#### What you need to do:
Whenever the word "following" shows up in a line of the data, copy that line.
====== Records for processing
PR #442, opened 2022-02-07
Fully implemented Avant Gardens Survival Buff Station

### LINKED ISSUE #422: BUG: AGS Buff Stations still don't spawn powerups

### Issue Description

The powerups make the sound effect and show the particle effect but nothing actually drops.

### Reproduction steps

build a buff station and wait

### Expected Behavior

the stations should spawn powerups.

### Environment

ubuntu server

EmosewaMC:
Fixes #422 
Fully implements the buff station and all functions.  Now correctly spawns powerups.

Tested on local instance and the spawner correctly spawns powerups and smashes itself without error.

### DIFF
--- a/dScripts/AgSurvivalBuffStation.cpp
+++ b/dScripts/AgSurvivalBuffStation.cpp
@@ -4,6 +4,7 @@
 #include "GameMessages.h"
 #include "SkillComponent.h"
 #include "dLogger.h"
+#include "TeamManager.h"
 
 void AgSurvivalBuffStation::OnRebuildComplete(Entity* self, Entity* target) {
     auto destroyableComponent = self->GetComponent<DestroyableComponent>();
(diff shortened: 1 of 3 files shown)


dScripts/AgSurvivalBuffStation.cpp
```diff
@@ -1,15 +1,43 @@
...
+    }
+    if (timerName == "DropLife") {
+        powerupToDrop = lifePowerup;
+        self->AddTimer("DropLife", dropLifeTimer);
+    }
+    if (timerName == "Dropimagination") {
+        powerupToDrop = imaginationPowerup;
+        self->AddTimer("Dropimagination", dropImaginationTimer);
+    }
+    if (target != nullptr) GameMessages::SendDropClientLoot(target, self->GetObjectID(), powerupToDrop, 0, self->GetPosition());
```
Marcono1234, line 42: Does this only create powerups for the player who built the Survival Buff Station? If so, then it might not be accurate to live, see https://youtu.be/iWe3KZv2TJE?t=92. The Survival Buff Station was built by a team member ([here](https://youtu.be/iWe3KZv2TJE?t=66)) but the powerups are available for all team members. Unfortunately I don't know what the exact correct behavior is; whether powerups appeared for every player, or whether they were "shared" somehow, so one player could steal them from another player.

I think the same also applied to the powerup spawners; but that is probably off-topic here and rather related to #344.

EmosewaMC: Second part is a separate issue.  First part is not apart of the original script.  Original script only sends the buffs to the player that built it.

EmosewaMC: Updated script to drop loot buffs for all members in a team.

EmosewaMC:
@MickVermeulen @averysumner If one of you two could give this a once over and review it that'd be great!  This has been tested on my local server and does the following:
spawns powerups (heal imagine armor) once every 2.5 seconds, destroys itself after 25 seconds and heals all players every 2.5 seconds within radius as well.  If theres anything else I missed please let me know!

Issue #408, opened 2022-01-23
BUG: Stuck at "Escape the Venture Explorer"


Nevyn19:
### Make sure you've done the following:

- [X] I have checked that this issue has not already been reported.

- [X] I have validated that this issue is not a syntax error of either MySQL or SQLite.

- [X] I have pulled the latest version of the main branch of DarkflameServer and have confirmed that the issue exists there.

### Issue Description

Until the conclusion of the mission everything seems OK.
Built the rocket, selected the rocket launch pad, rocket animation OK, and then nothing... the game hangs at this point:

![image](https://user-images.githubusercontent.com/65671010/150680587-b9c2cf6a-0b36-4dd4-ad6c-4553f8cff992.png)

If I force client quit and re-enter, it restarts from the moment I have to activate the escape pod, rocket animation and hang again.

### Reproduction steps

* Complete all missions on Venture Explorer
* Build the rocket
* Go to launch ramp and use the rocket

### Expected Behavior

Leave the base and going to Avant garderns

### Environment

* I have installed the server on my private local server (Ubuntu LTS 20.04).
* Client is: 0d862f71eedcadc4494c4358261669721b40b2131101cbd6ef476c5a6ec6775b (unpacked client, includes extra locales, rar compressed)
* DarkflameUniverse with fresh pull

This is the output of the server:

`[23-01-22 14:18:05] [AuthPackets] Received client version: 171022

[23-01-22 14:18:05] [WorldServer] User User authenticated with correct key.

[23-01-22 14:18:05] [Character] Loaded xmlData for character User (2)!

[23-01-22 14:18:10] [MasterServer] Received zone transfer req

[23-01-22 14:18:10] [InstanceManager] Searching for an instance for mapID 1000/0

[23-01-22 14:18:10] [MasterServer] Instance: 0/0/0 -> 0

[23-01-22 14:18:10] [MasterServer] Instance: 1100/0/2 -> 0

[23-01-22 14:18:10] [MasterServer] Instance: 1000/0/3 -> 1

[23-01-22 14:18:10] [MasterServer] Responding to transfer request 4 for zone 1000 0

[23-01-22 14:18:10] [MasterServer] Sent affirmation request 4 to 1000/0

[23-01-22 14:18:10] [MasterServer] Got affirmation request of transfer 4

[23-01-22 14:18:10] [MasterServer] Got affirmation of transfer 4

[23-01-22 14:18:10] [MasterServer] Affirmation complete 4

[...]

PR #443, opened 2022-02-07
Log WorldServer shutdown when MasterServer connection is missing

Xiphoseer:
Log when a WorldServer initiates shutdown because the master server connection went missing or wasn't established in the first place.


Xiphoseer:
cc #408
============
#### Output below:
@MickVermeulen @averysumner If one of you two could give this a once over and review it that'd be great!  This has been tested on my local server and does the following:
### Make sure you've done the following:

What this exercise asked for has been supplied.